WORK ORDER: Each line of the data that includes the string "CBuildCap" is to be copied out.
========
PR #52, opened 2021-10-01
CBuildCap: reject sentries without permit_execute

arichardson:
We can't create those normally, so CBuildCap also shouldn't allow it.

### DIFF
========
YOUR SOLUTION:
CBuildCap: reject sentries without permit_execute
We can't create those normally, so CBuildCap also shouldn't allow it.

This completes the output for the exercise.